------ Data supplied

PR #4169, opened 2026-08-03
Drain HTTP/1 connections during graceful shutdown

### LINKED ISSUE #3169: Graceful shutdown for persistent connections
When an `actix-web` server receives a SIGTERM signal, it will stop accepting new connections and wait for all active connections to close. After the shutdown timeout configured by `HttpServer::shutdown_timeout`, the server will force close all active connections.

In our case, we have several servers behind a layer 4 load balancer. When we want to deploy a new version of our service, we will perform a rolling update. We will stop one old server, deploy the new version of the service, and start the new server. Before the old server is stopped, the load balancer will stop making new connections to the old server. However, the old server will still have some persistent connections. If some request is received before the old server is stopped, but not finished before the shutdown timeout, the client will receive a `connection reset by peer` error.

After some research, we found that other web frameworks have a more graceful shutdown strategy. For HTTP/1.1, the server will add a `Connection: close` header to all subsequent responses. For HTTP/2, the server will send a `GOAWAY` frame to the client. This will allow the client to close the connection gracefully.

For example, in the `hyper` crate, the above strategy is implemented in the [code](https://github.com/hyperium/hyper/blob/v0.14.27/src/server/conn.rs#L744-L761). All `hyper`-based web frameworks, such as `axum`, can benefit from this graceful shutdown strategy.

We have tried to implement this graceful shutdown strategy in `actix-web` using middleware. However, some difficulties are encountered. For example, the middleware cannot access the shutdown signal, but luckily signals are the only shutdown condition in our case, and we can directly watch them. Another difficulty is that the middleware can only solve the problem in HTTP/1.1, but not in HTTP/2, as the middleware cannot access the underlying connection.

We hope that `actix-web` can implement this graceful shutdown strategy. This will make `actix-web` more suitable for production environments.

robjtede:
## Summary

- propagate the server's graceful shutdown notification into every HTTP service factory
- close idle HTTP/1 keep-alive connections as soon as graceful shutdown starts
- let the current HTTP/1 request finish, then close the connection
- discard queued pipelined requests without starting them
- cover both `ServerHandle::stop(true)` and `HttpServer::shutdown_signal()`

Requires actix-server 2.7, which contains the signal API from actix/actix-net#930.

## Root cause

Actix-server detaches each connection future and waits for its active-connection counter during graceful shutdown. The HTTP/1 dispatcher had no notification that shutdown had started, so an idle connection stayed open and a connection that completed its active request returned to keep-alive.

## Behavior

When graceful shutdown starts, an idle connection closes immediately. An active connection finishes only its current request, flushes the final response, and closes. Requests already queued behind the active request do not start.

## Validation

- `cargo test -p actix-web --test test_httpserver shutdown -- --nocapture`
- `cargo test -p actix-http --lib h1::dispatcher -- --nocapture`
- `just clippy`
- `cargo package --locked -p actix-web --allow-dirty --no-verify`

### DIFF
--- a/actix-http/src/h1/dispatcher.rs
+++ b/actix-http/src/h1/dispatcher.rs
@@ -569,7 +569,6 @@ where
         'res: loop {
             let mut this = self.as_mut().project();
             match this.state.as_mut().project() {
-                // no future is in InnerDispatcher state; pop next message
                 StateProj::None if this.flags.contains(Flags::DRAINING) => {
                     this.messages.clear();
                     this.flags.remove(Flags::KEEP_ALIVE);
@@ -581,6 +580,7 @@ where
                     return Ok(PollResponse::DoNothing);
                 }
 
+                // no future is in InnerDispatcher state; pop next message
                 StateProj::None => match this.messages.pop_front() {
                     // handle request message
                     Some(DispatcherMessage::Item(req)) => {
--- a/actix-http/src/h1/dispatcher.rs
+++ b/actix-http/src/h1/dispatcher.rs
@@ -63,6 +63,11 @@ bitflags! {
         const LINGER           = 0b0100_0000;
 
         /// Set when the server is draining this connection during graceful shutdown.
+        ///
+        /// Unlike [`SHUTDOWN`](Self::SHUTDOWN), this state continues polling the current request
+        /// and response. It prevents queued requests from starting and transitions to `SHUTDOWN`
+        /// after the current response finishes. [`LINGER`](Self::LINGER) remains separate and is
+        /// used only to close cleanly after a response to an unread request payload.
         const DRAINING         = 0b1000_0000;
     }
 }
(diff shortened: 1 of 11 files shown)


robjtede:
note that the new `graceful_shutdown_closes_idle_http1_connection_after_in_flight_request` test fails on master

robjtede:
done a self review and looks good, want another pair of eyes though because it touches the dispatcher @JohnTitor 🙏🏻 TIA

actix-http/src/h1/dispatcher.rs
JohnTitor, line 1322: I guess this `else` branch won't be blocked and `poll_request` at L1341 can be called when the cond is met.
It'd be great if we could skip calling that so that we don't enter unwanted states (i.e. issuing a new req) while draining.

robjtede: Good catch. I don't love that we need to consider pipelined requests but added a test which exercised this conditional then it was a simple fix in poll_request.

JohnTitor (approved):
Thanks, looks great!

------------
------ Data supplied

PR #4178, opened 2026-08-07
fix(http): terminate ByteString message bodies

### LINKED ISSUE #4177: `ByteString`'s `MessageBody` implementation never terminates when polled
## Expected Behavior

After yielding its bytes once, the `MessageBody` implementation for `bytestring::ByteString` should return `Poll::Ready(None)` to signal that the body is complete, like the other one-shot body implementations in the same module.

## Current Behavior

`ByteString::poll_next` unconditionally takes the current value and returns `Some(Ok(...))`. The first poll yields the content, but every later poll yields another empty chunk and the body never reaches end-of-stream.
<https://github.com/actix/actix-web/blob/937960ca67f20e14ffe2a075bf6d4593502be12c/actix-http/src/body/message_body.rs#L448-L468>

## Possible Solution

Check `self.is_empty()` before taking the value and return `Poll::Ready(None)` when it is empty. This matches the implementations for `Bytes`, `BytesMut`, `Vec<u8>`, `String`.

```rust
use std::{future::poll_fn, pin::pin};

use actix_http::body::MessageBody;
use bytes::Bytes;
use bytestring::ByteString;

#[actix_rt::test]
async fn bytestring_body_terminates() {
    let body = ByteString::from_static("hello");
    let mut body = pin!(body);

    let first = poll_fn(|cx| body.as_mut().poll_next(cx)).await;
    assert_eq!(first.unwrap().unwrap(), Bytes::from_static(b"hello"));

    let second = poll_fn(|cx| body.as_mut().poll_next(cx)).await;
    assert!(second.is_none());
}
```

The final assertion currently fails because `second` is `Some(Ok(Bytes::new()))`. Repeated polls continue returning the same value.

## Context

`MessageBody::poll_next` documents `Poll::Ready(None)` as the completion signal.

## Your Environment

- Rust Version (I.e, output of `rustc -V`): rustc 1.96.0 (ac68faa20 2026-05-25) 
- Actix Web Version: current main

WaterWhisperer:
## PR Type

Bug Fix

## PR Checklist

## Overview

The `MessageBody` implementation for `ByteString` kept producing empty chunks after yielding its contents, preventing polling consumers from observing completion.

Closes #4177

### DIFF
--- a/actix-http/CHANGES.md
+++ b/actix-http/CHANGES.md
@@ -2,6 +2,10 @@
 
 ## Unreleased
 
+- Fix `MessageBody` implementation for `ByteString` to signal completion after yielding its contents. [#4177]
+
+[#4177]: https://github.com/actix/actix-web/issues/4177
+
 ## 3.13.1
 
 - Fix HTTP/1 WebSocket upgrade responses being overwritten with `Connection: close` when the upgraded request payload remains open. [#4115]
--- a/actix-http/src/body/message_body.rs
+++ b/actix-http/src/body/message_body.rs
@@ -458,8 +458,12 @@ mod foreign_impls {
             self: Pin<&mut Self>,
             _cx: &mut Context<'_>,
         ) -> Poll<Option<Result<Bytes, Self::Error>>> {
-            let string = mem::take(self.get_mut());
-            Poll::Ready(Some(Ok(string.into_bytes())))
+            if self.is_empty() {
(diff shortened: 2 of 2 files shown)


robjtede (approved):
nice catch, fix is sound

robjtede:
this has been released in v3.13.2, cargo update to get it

------------
------ Data supplied

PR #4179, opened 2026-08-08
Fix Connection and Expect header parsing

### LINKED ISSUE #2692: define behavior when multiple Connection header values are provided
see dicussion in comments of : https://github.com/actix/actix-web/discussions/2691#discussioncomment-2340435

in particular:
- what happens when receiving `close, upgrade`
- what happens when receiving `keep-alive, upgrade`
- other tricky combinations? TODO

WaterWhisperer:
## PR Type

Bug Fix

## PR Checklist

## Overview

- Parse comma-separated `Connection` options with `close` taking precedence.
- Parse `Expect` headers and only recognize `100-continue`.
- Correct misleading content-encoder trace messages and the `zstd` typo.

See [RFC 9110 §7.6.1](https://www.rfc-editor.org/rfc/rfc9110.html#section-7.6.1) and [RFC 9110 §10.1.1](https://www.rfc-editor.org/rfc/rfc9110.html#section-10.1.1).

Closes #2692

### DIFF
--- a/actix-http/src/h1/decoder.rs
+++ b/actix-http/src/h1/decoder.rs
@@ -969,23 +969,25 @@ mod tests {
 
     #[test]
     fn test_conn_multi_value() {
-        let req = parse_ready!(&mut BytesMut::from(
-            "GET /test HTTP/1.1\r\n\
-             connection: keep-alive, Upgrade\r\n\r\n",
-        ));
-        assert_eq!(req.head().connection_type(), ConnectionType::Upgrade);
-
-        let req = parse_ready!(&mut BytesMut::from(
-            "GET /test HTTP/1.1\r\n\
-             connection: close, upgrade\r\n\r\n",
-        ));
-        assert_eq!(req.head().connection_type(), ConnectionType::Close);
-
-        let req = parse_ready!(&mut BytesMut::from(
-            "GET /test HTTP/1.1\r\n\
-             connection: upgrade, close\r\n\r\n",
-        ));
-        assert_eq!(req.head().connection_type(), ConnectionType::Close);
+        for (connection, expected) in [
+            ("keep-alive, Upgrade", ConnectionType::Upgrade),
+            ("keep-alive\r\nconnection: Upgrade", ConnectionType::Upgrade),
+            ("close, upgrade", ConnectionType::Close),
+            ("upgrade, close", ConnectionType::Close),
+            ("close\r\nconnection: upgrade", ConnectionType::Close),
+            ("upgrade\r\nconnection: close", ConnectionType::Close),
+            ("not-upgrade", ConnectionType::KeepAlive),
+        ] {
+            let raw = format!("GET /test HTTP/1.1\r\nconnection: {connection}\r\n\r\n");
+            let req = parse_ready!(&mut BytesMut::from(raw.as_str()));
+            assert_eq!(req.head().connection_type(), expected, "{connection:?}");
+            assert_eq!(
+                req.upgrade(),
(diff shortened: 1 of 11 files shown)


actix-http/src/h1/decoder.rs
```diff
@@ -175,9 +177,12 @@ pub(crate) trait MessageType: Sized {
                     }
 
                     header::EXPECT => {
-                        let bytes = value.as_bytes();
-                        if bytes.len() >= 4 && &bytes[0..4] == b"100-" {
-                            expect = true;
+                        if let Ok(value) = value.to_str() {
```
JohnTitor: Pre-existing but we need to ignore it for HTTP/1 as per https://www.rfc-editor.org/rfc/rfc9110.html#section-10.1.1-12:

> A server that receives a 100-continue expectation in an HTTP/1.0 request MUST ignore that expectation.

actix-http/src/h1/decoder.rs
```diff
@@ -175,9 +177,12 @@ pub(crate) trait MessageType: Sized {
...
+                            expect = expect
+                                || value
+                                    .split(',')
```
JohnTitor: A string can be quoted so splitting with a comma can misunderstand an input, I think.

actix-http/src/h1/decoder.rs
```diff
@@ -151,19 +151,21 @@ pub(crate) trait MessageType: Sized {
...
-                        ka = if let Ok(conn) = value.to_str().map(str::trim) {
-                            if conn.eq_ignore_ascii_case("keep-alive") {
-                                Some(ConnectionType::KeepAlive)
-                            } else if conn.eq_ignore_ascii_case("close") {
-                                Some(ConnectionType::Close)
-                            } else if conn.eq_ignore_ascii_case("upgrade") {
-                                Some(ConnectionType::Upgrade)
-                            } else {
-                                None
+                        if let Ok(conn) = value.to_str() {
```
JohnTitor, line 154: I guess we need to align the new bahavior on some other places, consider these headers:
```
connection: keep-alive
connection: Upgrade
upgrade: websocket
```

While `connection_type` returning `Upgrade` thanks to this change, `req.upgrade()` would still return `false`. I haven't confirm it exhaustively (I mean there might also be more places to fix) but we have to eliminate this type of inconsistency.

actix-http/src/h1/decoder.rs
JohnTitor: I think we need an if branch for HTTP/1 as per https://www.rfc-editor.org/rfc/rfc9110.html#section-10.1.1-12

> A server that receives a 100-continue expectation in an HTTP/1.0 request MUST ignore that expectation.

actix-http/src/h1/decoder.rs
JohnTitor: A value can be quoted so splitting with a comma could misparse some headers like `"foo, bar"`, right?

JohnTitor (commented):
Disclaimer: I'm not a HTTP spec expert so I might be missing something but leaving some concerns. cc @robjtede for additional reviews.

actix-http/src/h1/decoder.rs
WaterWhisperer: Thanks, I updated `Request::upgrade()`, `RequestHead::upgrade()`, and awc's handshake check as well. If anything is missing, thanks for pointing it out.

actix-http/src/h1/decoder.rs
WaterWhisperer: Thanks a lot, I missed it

------------

▶ _Exercise_: Nothing but the lines above from the one containing "PR #4169, opened 2026-08-03" through the one containing "all active connections." should appear in the answer, each repeated exactly.

▶ _Written answer_:
PR #4169, opened 2026-08-03
Drain HTTP/1 connections during graceful shutdown

### LINKED ISSUE #3169: Graceful shutdown for persistent connections
When an `actix-web` server receives a SIGTERM signal, it will stop accepting new connections and wait for all active connections to close. After the shutdown timeout configured by `HttpServer::shutdown_timeout`, the server will force close all active connections.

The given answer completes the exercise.